Saved entries:
PR #10499, opened 2026-01-24
chore: improve sim var util api

tracernz:
## Summary of Changes

Improve the `RegisteredSimVar` API:
- It now supports strings (`SimVarValueType.String`).
- ~~Unified booleans into `create`. You must use `SimVarValueType.Bool` for booleans.~~ Backed this one out to stay compatible with the msfs-sdk v2 implementation. It is objectively worse, but I guess less maint for us in future.
- A type specifier is no longer required unless you want a specific type for a number var (e.g. enum), and never required for string or bool.

The create signatures are as follows, disallowing bools in the main create to avoid bugs:
```ts
  public static create(name: string, unit: SimVarValueType.String, source?: string): RegisteredSimVar<string>;
  public static create<T extends number, U extends SimVarValueType | string = SimVarValueType | string>(
    name: string,
    unit: U,
    source?: string,
  ): U extends SimVarValueType.Bool | 'bool' | 'boolean' ? never : RegisteredSimVar<T>

  public static createBoolean(name: string, source = ''): RegisteredSimVar<boolean>
  ```

## Additional context

## Testing instructions

Smoke test a plane. No changes expected.

### DIFF
--- a/.github/CHANGELOG.md
+++ b/.github/CHANGELOG.md
@@ -70,6 +70,8 @@
 1. [A32NX/FWS] Fixed stall warning not working - @tracernz (Mike)
 1. [A380X/MFD] Add initial implementation of D-ATIS page in ATCCOM - @heclak (Heclak)
 1. [A32NX/FWS] Fixed takeoff memo not working in flight phase 9 (after landing) - @tracernz (Mike)
+1. [A380X/FUEL SYSTEM] Fixed inner tank transfer not starting in certain circumstances - @donstim (donbikes)
+1. [A32NX/FADEC] Fixed the PFD showing MAN FLX instead of MAN MCT post A/THR engagement after takeoff - @FozzieHi (Fozzie)
 
 ## 0.14.0
 
--- a/.github/workflows/ingamepanels-checklist-fix.yml
+++ b/.github/workflows/ingamepanels-checklist-fix.yml
@@ -17,6 +17,8 @@ jobs:
     if: github.repository_owner == 'flybywiresim'
     name: 'Build InGamePanels Checklist Fix'
     runs-on: ubuntu-latest
+    permissions:
+      contents: read
     env:
       FBW_PRODUCTION_BUILD: 1
       MASTER_ZIP_NAME: ingamepanels-checklist-fix-master.zip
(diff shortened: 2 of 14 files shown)


FozzieHi (commented):
I think you've missed some instances of `createBoolean`, such as https://github.com/flybywiresim/aircraft/blob/bdc6ce92ad9a48528d0de8bf4f26413a00d921da/fbw-a380x/src/systems/systems-host/PseudoPRIM/BrakeToVacate.ts#L68

Guessing you did a find and replace, then rebased onto master which has had some recent additions?

flogross89 (approved):

tracernz:
> I think you've missed some instances of `createBoolean`, such as
> 
> https://github.com/flybywiresim/aircraft/blob/bdc6ce92ad9a48528d0de8bf4f26413a00d921da/fbw-a380x/src/systems/systems-host/PseudoPRIM/BrakeToVacate.ts#L68
> 
> Guessing you did a find and replace, then rebased onto master which has had some recent additions?

Yeah, that's likely. Why does it build okay though... 😕

FozzieHi:
> Why does it build okay though... 😕

Looks like `FBW_TYPECHECK=1` is only set on `fbw-a32nx` for PR builds, and not `fbw-a380x`. Not sure if this is intentional or not, but it could result in some issues with people merging this into their branch just before they merge into master, with already existing `createBoolean` calls for example, and not realising.

https://github.com/flybywiresim/aircraft/blob/9d0528770fa35638fff13541a6f9bb57df631aca/.github/workflows/pr-build.yml#L70-L72
https://github.com/flybywiresim/aircraft/blob/9d0528770fa35638fff13541a6f9bb57df631aca/.github/workflows/pr-build.yml#L155-L157

It is present in `pr-build-8k.yml`, but that's skipped without the `pr-build-8k` label
https://github.com/flybywiresim/aircraft/blob/9d0528770fa35638fff13541a6f9bb57df631aca/.github/workflows/pr-build-8k.yml#L59-L61

tracernz:
> echo FBW_TYPECHECK=1 >> fbw-a380x/.env

Good find. We must have lost it when splitting the 8k build off.

BravoMike99:
Dev team QA report

Object of testing : #10499
Aircraft          :  A380X
Simulator         : 2020 
Tier of Testing   : 1
Date              : 06/02/2026

Testing Process: 
Loaded up the 380x and checked that systems which use registered simvars work correctly (ois page, fws & rmp)

Testing Results: 
Passed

WHAT THE TASK REQUIRES: The full set of records above is to be printed again verbatim.

ANSWER SPACE:
PR #10499, opened 2026-01-24
chore: improve sim var util api

tracernz:
## Summary of Changes

Improve the `RegisteredSimVar` API:
- It now supports strings (`SimVarValueType.String`).
- ~~Unified booleans into `create`. You must use `SimVarValueType.Bool` for booleans.~~ Backed this one out to stay compatible with the msfs-sdk v2 implementation. It is objectively worse, but I guess less maint for us in future.
- A type specifier is no longer required unless you want a specific type for a number var (e.g. enum), and never required for string or bool.

The create signatures are as follows, disallowing bools in the main create to avoid bugs:
```ts
  public static create(name: string, unit: SimVarValueType.String, source?: string): RegisteredSimVar<string>;
  public static create<T extends number, U extends SimVarValueType | string = SimVarValueType | string>(
    name: string,
    unit: U,
    source?: string,
  ): U extends SimVarValueType.Bool | 'bool' | 'boolean' ? never : RegisteredSimVar<T>

  public static createBoolean(name: string, source = ''): RegisteredSimVar<boolean>
  ```

## Additional context

## Testing instructions

Smoke test a plane. No changes expected.

### DIFF
--- a/.github/CHANGELOG.md
+++ b/.github/CHANGELOG.md
@@ -70,6 +70,8 @@
 1. [A32NX/FWS] Fixed stall warning not working - @tracernz (Mike)
 1. [A380X/MFD] Add initial implementation of D-ATIS page in ATCCOM - @heclak (Heclak)
 1. [A32NX/FWS] Fixed takeoff memo not working in flight phase 9 (after landing) - @tracernz (Mike)
+1. [A380X/FUEL SYSTEM] Fixed inner tank transfer not starting in certain circumstances - @donstim (donbikes)
+1. [A32NX/FADEC] Fixed the PFD showing MAN FLX instead of MAN MCT post A/THR engagement after takeoff - @FozzieHi (Fozzie)
 
 ## 0.14.0
 
--- a/.github/workflows/ingamepanels-checklist-fix.yml
+++ b/.github/workflows/ingamepanels-checklist-fix.yml
@@ -17,6 +17,8 @@ jobs:
     if: github.repository_owner == 'flybywiresim'
     name: 'Build InGamePanels Checklist Fix'
     runs-on: ubuntu-latest
+    permissions:
+      contents: read
     env:
       FBW_PRODUCTION_BUILD: 1
       MASTER_ZIP_NAME: ingamepanels-checklist-fix-master.zip
(diff shortened: 2 of 14 files shown)


FozzieHi (commented):
I think you've missed some instances of `createBoolean`, such as https://github.com/flybywiresim/aircraft/blob/bdc6ce92ad9a48528d0de8bf4f26413a00d921da/fbw-a380x/src/systems/systems-host/PseudoPRIM/BrakeToVacate.ts#L68

Guessing you did a find and replace, then rebased onto master which has had some recent additions?

flogross89 (approved):

tracernz:
> I think you've missed some instances of `createBoolean`, such as
> 
> https://github.com/flybywiresim/aircraft/blob/bdc6ce92ad9a48528d0de8bf4f26413a00d921da/fbw-a380x/src/systems/systems-host/PseudoPRIM/BrakeToVacate.ts#L68
> 
> Guessing you did a find and replace, then rebased onto master which has had some recent additions?

Yeah, that's likely. Why does it build okay though... 😕

FozzieHi:
> Why does it build okay though... 😕

Looks like `FBW_TYPECHECK=1` is only set on `fbw-a32nx` for PR builds, and not `fbw-a380x`. Not sure if this is intentional or not, but it could result in some issues with people merging this into their branch just before they merge into master, with already existing `createBoolean` calls for example, and not realising.

https://github.com/flybywiresim/aircraft/blob/9d0528770fa35638fff13541a6f9bb57df631aca/.github/workflows/pr-build.yml#L70-L72
https://github.com/flybywiresim/aircraft/blob/9d0528770fa35638fff13541a6f9bb57df631aca/.github/workflows/pr-build.yml#L155-L157

It is present in `pr-build-8k.yml`, but that's skipped without the `pr-build-8k` label
https://github.com/flybywiresim/aircraft/blob/9d0528770fa35638fff13541a6f9bb57df631aca/.github/workflows/pr-build-8k.yml#L59-L61

tracernz:
> echo FBW_TYPECHECK=1 >> fbw-a380x/.env

Good find. We must have lost it when splitting the 8k build off.

BravoMike99:
Dev team QA report

Object of testing : #10499
Aircraft          :  A380X
Simulator         : 2020 
Tier of Testing   : 1
Date              : 06/02/2026

Testing Process: 
Loaded up the 380x and checked that systems which use registered simvars work correctly (ois page, fws & rmp)

Testing Results: 
Passed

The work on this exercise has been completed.